#### ASSIGNED TASK
Find the word "shouldn" in the listing; pull out each line holding it.

-- Opening Marker --

Issue #2005, opened 2016-07-01
Pillow shouldn't discard alpha channel while saving RGBA as JPEG


homm:
We shouldn't allow to save `RGBA` images as JPEG and discard the alpha channel. This can be convenient in some cases, but in most cases this is confusing. See #1345. Explicit is better than implicit.

```python
In [8]: Image.open('../i/grayscale-alpha.png').resize((200, 200), Image.BICUBIC).save('../i/grayscale-alpha.jpg')
IOError: cannot write mode LA as JPEG

In [9]: Image.open('../i/color-alpha.png').resize((200, 200), Image.BICUBIC).save('../i/color-alpha.jpg')
```

PR #2010, opened 2016-07-03
Show warning when trying to save RGBA image as JPEG

homm:
Fixes https://github.com/python-pillow/Pillow/issues/2005

### DIFF
--- a/PIL/JpegImagePlugin.py
+++ b/PIL/JpegImagePlugin.py
@@ -534,7 +534,6 @@ RAWMODE = {
     "1": "L",
     "L": "L",
     "RGB": "RGB",
-    "RGBA": "RGB",
     "RGBX": "RGB",
     "CMYK": "CMYK;I",  # assume adobe conventions
     "YCbCr": "YCbCr",
--- a/PIL/JpegImagePlugin.py
+++ b/PIL/JpegImagePlugin.py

-- Closing Marker --

#### SOLUTION TO THIS TASK
Pillow shouldn't discard alpha channel while saving RGBA as JPEG
We shouldn't allow to save `RGBA` images as JPEG and discard the alpha channel. This can be convenient in some cases, but in most cases this is confusing. See #1345. Explicit is better than implicit.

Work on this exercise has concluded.